_TASK ITEM_.
Look for the line that contains "teneightfive: Yeah I"; output that line and every line after it exactly, through the final line of the material below, and nothing else.

[[ EXERCISE INPUTS, beginning ]]

PR #1200, opened 2018-01-25
Move handling of back and next values to edit handler

teneightfive:
Previously these values were being set within the edit configure
controller. The setting of these values feels better placed as part
of the step definition which is set within the edit handler.

### DIFF
--- a/src/apps/omis/apps/edit/controllers/edit-handler.js
+++ b/src/apps/omis/apps/edit/controllers/edit-handler.js
@@ -12,6 +12,7 @@ const i18n = i18nFuture({
 function editHandler (req, res, next) {
   const step = steps[`/${req.params.step}`]
   const order = res.locals.order
+  const nextUrl = req.query.returnUrl || `/omis/${order.id}/work-order`
 
   if (!step || !order) { return next() }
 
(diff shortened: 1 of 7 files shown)


src/apps/omis/apps/edit/controllers/edit-handler.js
```diff
@@ -12,6 +12,7 @@ const i18n = i18nFuture({
 function editHandler (req, res, next) {
   const step = steps[`/${req.params.step}`]
   const order = res.locals.order
+  const nextUrl = req.query.returnUrl || `/omis/${order.id}/work-order`
```
feedmypixel: Is `nextUrl` the right name for this Variable? Feels a little like you are combing two things here when there isn't a need to? Unless I am misunderstanding something?

feedmypixel:
We should up the `CodeClimate` [allowed number of lines](https://codeclimate.com/github/uktrade/data-hub-frontend/pull/1200) to something more than 25

ztolley:
You already know you have my vote to up the 25 line setting.

src/apps/omis/apps/edit/controllers/edit-handler.js
teneightfive: Yeah I think it began as `nextUrl` because it was being used for the next property which is where the form redirects to in the `successHandler` method. But in this case it's also used as the return URL for the back button (in our case the default text is `Return without saving`).

This value is either the value set specifically as a URL parameter, an example is to close the loops from the quote page, but the fallback is to always return the original order overview.

Does that make more sense?

Happy for a better suggestion for this variable. The Form Controller from the form wizard will look for the previous step by default but in these instances we don't normally have a previous step.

[[ EXERCISE INPUTS, end ]]

_OUTPUT OF THE TASK_.
teneightfive: Yeah I think it began as `nextUrl` because it was being used for the next property which is where the form redirects to in the `successHandler` method. But in this case it's also used as the return URL for the back button (in our case the default text is `Return without saving`).

This value is either the value set specifically as a URL parameter, an example is to close the loops from the quote page, but the fallback is to always return the original order overview.

Does that make more sense?

Happy for a better suggestion for this variable. The Form Controller from the form wizard will look for the previous step by default but in these instances we don't normally have a previous step.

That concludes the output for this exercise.